Printable worksheet
The Senior Dog Healthspan Scorecard
A 10-minute baseline for noticing what changed before everything feels urgent.
Use this worksheet to capture your dog’s current baseline across mobility, weight, dental clues, behavior, quality of life, and senior-care planning. The goal is not to diagnose your dog. The goal is to notice patterns, track changes, and bring better questions to your veterinarian.
Tip: use your browser’s print command if you want a paper copy or PDF.
Use this safely
Educational only. Dog Longevity Lab is not veterinary advice. We do not diagnose, treat, or prescribe. If you notice new, severe, painful, scary, or worsening symptoms, contact your veterinarian instead of waiting for a checklist.

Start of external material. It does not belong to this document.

PR #318, opened 2021-12-10
Update path to github.com/nutanix/terraform-provider-nutanix

embik:
This PR updates the current `github.com/terraform-providers/terraform-provider-nutanix` path in `go.mod` and include directives to `github.com/nutanix/terraform-provider-nutanix`, which is the new repository location. It seems that in the migration from `github.com/terraform-providers` (although the old path now redirects to `github.com/hashicorp/terraform-provider-nutanix`), this wasn't updated.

1. Dog profile and baseline dates
Dog name:
Age:
Breed/mix:
Current weight:
Last vet exam:
Last bloodwork:
Last dental evaluation or cleaning:
Known diagnoses or medications:
Baseline status
- I know the date of my dog’s last vet exam.
- I know the date of my dog’s last bloodwork.
- I know the date of my dog’s last dental evaluation or cleaning.
- I am missing one or more dates and want to ask my clinic.
Vet questions
- At this age and size, what should we be tracking every month?
- Are there breed- or size-specific risks I should watch for?
- Are my dog’s baseline exam, bloodwork, dental, and weight records current enough?
2. Mobility and home setup
Check anything that changed or became more noticeable in the last 3–6 months.
- Slipping on floors
- Trouble standing from lying down
- Hesitating on stairs
- Trouble jumping into the car, couch, or bed
- Limping, paw dragging, knuckling, or uneven gait
- Shorter walks or lower exercise tolerance
- Avoiding favorite activities
- More trouble after rest or after exercise
Home support currently in place
- Rugs or runners on slick floors
- Ramp or stairs for car/couch/bed
- Harness or support sling
- Nails/paw traction managed
- Safer sleep/rest area
- Blocked access to unsafe stairs or slippery areas
How to interpret this section
- 0–1 checked: establish a monthly mobility baseline.
- 2–3 checked: make a home-surface audit and ask your vet whether pain, weakness, joint disease, or another issue should be evaluated.
- 4+ checked or sudden change: call your vet rather than waiting for the next routine visit.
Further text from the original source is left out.